Task to complete: Below are records; give the number of their lines that hold the word "deposit", and write nothing more.
** Opening Dataset excerpts block **
Issue #603, opened 2024-10-02
[Feature]: Check the input scriptPubKey when fetching signers' UTXO


djordon:
# Feature - Check the input scriptPubKey when fetching signers' UTXO

## 1. Description

When searching for the signers outstanding UTXO in https://github.com/stacks-network/sbtc/issues/538, we need to only include transactions where one of the inputs points to an output matching one of the signers' `scriptPubKey`s. Anyone can create an output that the signers' control, but we are only interested in transactions that we know the signers have created. This check is necessary because without it, we could fetch a UTXO that the signers have not created. 

### 1.1 Context & Purpose

We need to update the list of criteria in https://github.com/stacks-network/sbtc/issues/538 to specify that we are only interested in transactions where a transactions prevout was signed for by the signers.

### 2.1 Acceptance Criteria:
   - [ ] Make sure that the UTXO was created by the signers.

## 3. Related Issues and Pull Requests (optional):

https://github.com/stacks-network/sbtc/issues/538

PR #627, opened 2024-10-08
Add donations tx type, consider them for signers utxo

matteojug:
## Description

Closes: https://github.com/stacks-network/sbtc/issues/603

## Changes

When extracting sbtc txs, separate donations from actual sbtc txs (where the first input of the tx is a signers spendable output). When getting signers utxo, as donations are marked differently we will not consider them (kinda, see next part).

This PR also adds a fallback for getting signers utxo: if no sbtc tx is found, we consider the latest donation (`get_utxo_from_donation`, same as `get_signer_utxo` just considering donations instead of sbtc txs); this can help in bootstrapping things initially (as an alternative to manually add the first signers utxo sbtc tx in db).

## Testing Information

Adds a test for the new behaviour.

## Checklist:


djordon:
> this can help in bootstrapping things initially (as an alternative to manually add the first signers utxo sbtc tx in db)

Oh interesting. I was considering us manually spending some coins under the signer's name, but I think this works better long term.

But I don't think this addresses #603

matteojug:
> But I don't think this addresses #603

With this PR we don't insert sBTC txs (with that specific tx type, that is then used to get signers utxo) unless their input is an output spendable by the signers: isn't this doing what 603 asks, just acting on the "input" side (when storing the sbtc tx) instead of when we consume it (in get signers utxo)?

djordon:
> > But I don't think this addresses #603
> 
> With this PR we don't insert sBTC txs (with that specific tx type, that is then used to get signers utxo) unless their input is an output spendable by the signers: isn't this doing what 603 asks, just acting on the "input" side (when storing the sbtc tx) instead of when we consume it (in get signers utxo)?

Oops, my mistake, I just completely missed https://github.com/stacks-network/sbtc/pull/627/files#diff-cdebb5053105186a7fae52ce8a2d49013fcead0f04e0adf7fb4727942fabf709R278-R321. Yeah this checks the input and does fix #603.

signer/src/testing/transaction_coordinator.rs
```diff
@@ -526,6 +540,147 @@ where
...
+
+        let (aggregate_key, bitcoin_chain_tip, mut test_data) = self
+            .prepare_database_and_run_dkg(&mut rng, &mut signer_set)
+            .await;
+
+        let original_test_data = test_data.clone();
+
+        // The scenario is:
+        // [bitcoin_chain_tip] +- [block a1 with signer utxo] - [block a2 with donation]
+        //                     +- [block b1 with donation]
```
djordon, line 562: In this diagram, does block a2 have greater height than block a1?

djordon (approved):
Looks good. I just had one style suggestion and one question.

signer/src/testing/transaction_coordinator.rs
matteojug: Yes -- changed the `bitcoin_chain_tip` to make it clear it refers to the "original" chain tip before adding the test blocks

Issue #625, opened 2024-10-07
[Feature]: Store deposit request transactions


djordon:
# Feature - Store deposit request transactions

## 1. Description

The signers depend on the deposit transaction being stored in their databases when getting pending deposit requests. The issue is that the block observer does not fetch and store the actual transaction, just the parsed deposit request.

### 1.1 Context & Purpose

In order to process a deposit request, we need to have the associated transaction in the signers' databases. This is required in order to know whether a deposit transaction has been confirmed on the canonical bitcoin blockchain.

### 2.1 Acceptance Criteria:
   - [ ] Store the deposit transaction into the database if the deposit transaction has been confirmed in a bitcoin block.

## 3. Related Issues and Pull Requests (optional):

* https://github.com/stacks-network/sbtc/issues/522

PR #628, opened 2024-10-08
Store deposit requests txs when extracted

matteojug:
## Description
** Closing Dataset excerpts block **
Response area: 6